PR #327, opened 2017-02-13
Add realm_split_config_files, freeipa_config for 1.15 compatibility

domcleal:
Defaults to false, but can be changed nearer or after the 1.15 release.


mmoll:
merged as a0a7e38 and 9c70dbc, thanks @domcleal!

PR #329, opened 2017-02-16
Fixes #18538: Better default value for dns_reverse

ekohl:


ekohl:
So the tests are failing with a weird error and I can't figure out why. Putting it here so others can have a look at it as well.

manifests/proxydns.pp
```diff
@@ -9,19 +9,32 @@
...
+  }
+
+  ::dns::zone { $::foreman_proxy::dns_zone:
     soa     => $::fqdn,
     reverse => false,
     soaip   => $ip,
   }
 
-  ::dns::zone { $foreman_proxy::dns_reverse:
+  ::dns::zone { $reverse:
```
stbenjam: This error?

Evaluation Error: Missing title. The title expression resulted in undef at /home/travis/build/theforeman/puppet-foreman_proxy/spec/fixtures/modules/foreman_proxy/manifests/proxydns.pp:37:17 on node testing-docker-24f9b60e-1948-419b-bfa3-add6f0487c67.ec2.internal

Maybe the if check above on  line 26 isn't working correctly, and reverse is getting passed as undef?

ekohl: I found it: the parser function needs ```:type => :rvalue```.

ekohl:
Updated with additional checks. I've also added some improvements to proxydns while I was at it, but I can split those into a separate commit if needed.

mmoll:
I didn't test this, but the tests look meaningfully good to me.

ekohl:
Removed a redundant ```.to_s```. And I didn't test it either other than the spec tests.

I should also say that I took a bit of a shortcut. You could also return an array so a /22 is multiple /24 blocks. I honestly don't know what people would prefer though IMHO if you're serious about your network and have a complex structure you won't use this class anyway.

manifests/params.pp
```diff
@@ -290,7 +290,7 @@
   $dns_interface          = 'eth0'
   $dns_zone               = $::domain
   $dns_realm              = upcase($dns_zone)
-  $dns_reverse            = '100.168.192.in-addr.arpa'
+  $dns_reverse            = undef
```
domcleal: Also update the documented `Variant` data type to add `Undef` as a permitted value.

ekohl: Updated

domcleal:
Merged, thanks @ekohl.

Issue #286, opened 2016-09-19
Service[smart_proxy_dynflow_core] doesn't seem to be in the catalog


pschichtel:
Using version 4 of this module on Debian Jessie with Foreman Proxy 1.12, the remote_execution::ssh plugin tries to notify the smart_proxy_dynflow_core service, which is no in the catalog. Looking at the code tells me, that it's only defined on redhat based systems.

▬▬▬

Each line in the data that holds the string "with" should be found and copied.

### Completed task
So the tests are failing with a weird error and I can't figure out why. Putting it here so others can have a look at it as well.
Updated with additional checks. I've also added some improvements to proxydns while I was at it, but I can split those into a separate commit if needed.
Using version 4 of this module on Debian Jessie with Foreman Proxy 1.12, the remote_execution::ssh plugin tries to notify the smart_proxy_dynflow_core service, which is no in the catalog. Looking at the code tells me, that it's only defined on redhat based systems.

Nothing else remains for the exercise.